== DATASET ENTRIES ==
Issue #5522, opened 2024-05-17
Enhance environment trait to include values from secrets/configmaps


squakez:
We can enhance the trait to include values taken directly from secret without the need to expose them or to mount as files via `mount` trait. For example we should have something like `kamel run test.yaml -t env.vars=MY_VAR=secret:my-secret/my-value` converted in a Pod like:
```
apiVersion: v1
kind: Pod
...
spec:
  containers:
...
    env:
    - name: MY_VAR
      valueFrom:
        secretKeyRef:
          name: my-secret
          key: my-value
```

tdiesler:
sign me on

tdiesler:
PR: https://github.com/apache/camel-k/pull/5639

PR #5639, opened 2024-06-14
(#5522) Enhance environment trait to include values from secrets/conf…

tdiesler:


e2e/advanced/environment_test.go
```diff
@@ -39,7 +40,58 @@ import (
...
+		g.Expect(CopyIntegrationKits(t, ctx, ns, operatorID)).To(Succeed())
+		g.Expect(KamelInstallWithID(t, ctx, operatorID, ns)).To(Succeed())
+
+		g.Eventually(SelectedPlatformPhase(t, ctx, ns, operatorID), TestTimeoutMedium).Should(Equal(v1.IntegrationPlatformPhaseReady))
+
+		// Create configmap
+		var cmData = make(map[string]string)
+		cmData["my-cm-key"] = "hello configmap"
+		err := CreatePlainTextConfigmap(t, ctx, ns, "my-cm", cmData)
+		require.NoError(t, err)
```
squakez, line 58: This is more for a unit test. I think we better use the gomega funcs to assert no errors.

e2e/advanced/environment_test.go
```diff
@@ -39,7 +40,58 @@ import (
...
+
+		// Create secret
+		var secData = make(map[string]string)
+		secData["my-sec-key"] = "very top secret"
+		err = CreatePlainTextSecret(t, ctx, ns, "my-sec", secData)
+		require.NoError(t, err)
```
squakez, line 64: ditto

pkg/apis/camel/v1/trait/environment.go
```diff
@@ -29,6 +29,7 @@ type EnvironmentTrait struct {
 	HTTPProxy *bool `property:"http-proxy" json:"httpProxy,omitempty"`
 	// A list of environment variables to be added to the integration container.
 	// The syntax is KEY=VALUE, e.g., `MY_VAR="my value"`.
+	// The value may also be a reference to a configmap or secret, e.g. `MY_VAR=configmap:my-cm/my-cm-key`
```
squakez, line 32: You need to perform `make generate` to regen the spec and documentation.

pkg/util/property/property.go
```diff
@@ -53,6 +57,52 @@ func EncodePropertyFile(sourceProperties map[string]string) (string, error) {
...
+		func(v reflect.Value) string { return v.String() },
+		func(v reflect.Value) (*properties.Properties, error) { return LoadPropertiesFromString(v.String()) })
+}
+
+func LoadPropertiesFromSecret(ctx context.Context, c client.Client, ns string, name string) (*properties.Properties, error) {
+	secret := kubernetes.LookupSecret(ctx, c, ns, name)
+	if secret == nil {
+		return nil, fmt.Errorf("%s secret not found in %s namespace, make sure to provide it before the Integration can run", name, ns)
+	}
+	return FromMapToProperties(secret.Data,
```
squakez, line 99: The operator should not read any data. Above all for secrets.

pkg/trait/environment.go
```diff
@@ -18,8 +18,11 @@ limitations under the License.
 package trait
 
 import (
+	"fmt"
 	"os"
+	"strings"
 
+	"github.com/magiconair/properties"
```
squakez, line 25: We should try not to depend on this library any longer. It could have been find for CLI, but the operator should limit the exposure to third party libraries.

squakez (changes requested):
Thanks for the work. However, I think this is going too deep in introspecting the value provided by the user. The operator should not peek at any config or secret for a matter of sensitive data. In fact, the goal of the feature is to let the user only provide the configuration and the goal of the operator should be syntactic sugar, transforming the trait parameter into the env container format. We should not worry if the user has provided a missing value, this should be an error that the rest of kubernetes logic should worry about.

Also, it would be better to have some unit test and increase coverage. E2E are fine, but, they must be in conjunction with unit test.

tdiesler:
> Thanks for the work. However, I think this is going too deep in introspecting the value provided by the user. The operator should not peek at any config or secret for a matter of sensitive data. In fact, the goal of the feature is to let the user only provide the configuration and the goal of the operator should be syntactic sugar, transforming the trait parameter into the env container format. We should not worry if the user has provided a missing value, this should be an error that the rest of kubernetes logic should worry about.

Of course, I should have thought about that and read the issue description properly. I'll have something alternative to look at later today.

e2e/advanced/environment_test.go
tdiesler: done

e2e/advanced/environment_test.go
tdiesler: done

pkg/apis/camel/v1/trait/environment.go
tdiesler: I unfortunately get an NPE when running this on my Mac as well as on some Linux server

tdiesler:
can we pls run this again?

pkg/apis/camel/v1/trait/environment.go
squakez: Okey, we have an auto regen in the nightly so it will be eventually sync-ed, but you should report this to get it sorted.

pkg/trait/environment.go
```diff
@@ -99,12 +101,81 @@ func (t *environmentTrait) Apply(e *Environment) error {
...
+			setValFromSecretKeySelector(&e.EnvVars, k, path)
+		default:
 			envvar.SetVal(&e.EnvVars, k, v)
 		}
 	}
-
 	return nil
 }
+
+func setValFromConfigMapKeySelector(vars *[]corev1.EnvVar, envName string, path string) {
```
squakez, line 120: I think we already cover this logic with our internal API: https://github.com/apache/camel-k/blob/ca5239b57c6e450b527204163d6cea33da297f3e/pkg/apis/camel/v1/common_types.go#L315

You may look at the code which is using this struct and reuse the same instead to avoid duplicating the maintenance effort.

tdiesler: done

pkg/trait/environment.go
```diff
@@ -99,12 +102,85 @@ func (t *environmentTrait) Apply(e *Environment) error {
...
+			}
+		default:
 			envvar.SetVal(&e.EnvVars, k, v)
 		}
 	}
+	return nil
+}
 
+func setValFromConfigMapKeySelector(vars *[]corev1.EnvVar, envName string, path string) error {
+	vs, err := v1.DecodeValueSource(path, "", "invalid configmap reference: "+path)
```
squakez, line 127: Sorry, I only gave you the link to the struct without explaining how I was thinking to use it. If you see, the object is already in charge to decode a string of type `configmap|secret:my-val`. The idea is to leverage such an abstraction by passing the user value without worrying about the type. Then, we can iterate over such objects and again, just setting `corev1.ConfigMapKeySelector` if such value is not nil, or `corev1.SecretMapKeySelector` accordingly. This would reduce the need to have these `setValFromXYZKeySelector` funcs

tdiesler:
Fails unrelated AFAICS

pkg/trait/environment.go
tdiesler: Can this really be optimised without loosing specific error messages and the override of potentially existing EnvVarSource for a given key? I don't really understand why the `if envVar := envvar.Get(*vars, envName); envVar != nil` check is necessary. Should we get rid of that?

These setValFromXYZKeySelector funcs are mainly there for better readability. I could put the code in the above switch but there isn't any redundant duplication here afaict.

tdiesler:
Failed (unrelated) in ...
❌ TestOLMOperatorUpgrade

tdiesler:
Failed (unrelated) in ...
❌ TestOLMOperatorUpgrade

pkg/trait/environment.go
squakez: You don't need to provide specialized error messages. This can be much more compacted (hence more maintainable and less error prone) by:
1. If not configmap/secret, just do the normal logic
2. if configmap/secret, decode the parameter (note that it returns an error we can bubble up, the operator would know what to do with it)
3. if the decoded value is a configmap (check its decoded struct is not nil), add it as a configmap, otherwise add as a secret
I don't see the need to verify if the env var already exists either. If it exists by any chance, we are just setting it again.

squakez:
Superseded by #5754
===
All lines in the entries above that hold the word "would" need to be copied.

Also, it would be better to have some unit test and increase coverage. E2E are fine, but, they must be in conjunction with unit test.
squakez, line 127: Sorry, I only gave you the link to the struct without explaining how I was thinking to use it. If you see, the object is already in charge to decode a string of type `configmap|secret:my-val`. The idea is to leverage such an abstraction by passing the user value without worrying about the type. Then, we can iterate over such objects and again, just setting `corev1.ConfigMapKeySelector` if such value is not nil, or `corev1.SecretMapKeySelector` accordingly. This would reduce the need to have these `setValFromXYZKeySelector` funcs
2. if configmap/secret, decode the parameter (note that it returns an error we can bubble up, the operator would know what to do with it)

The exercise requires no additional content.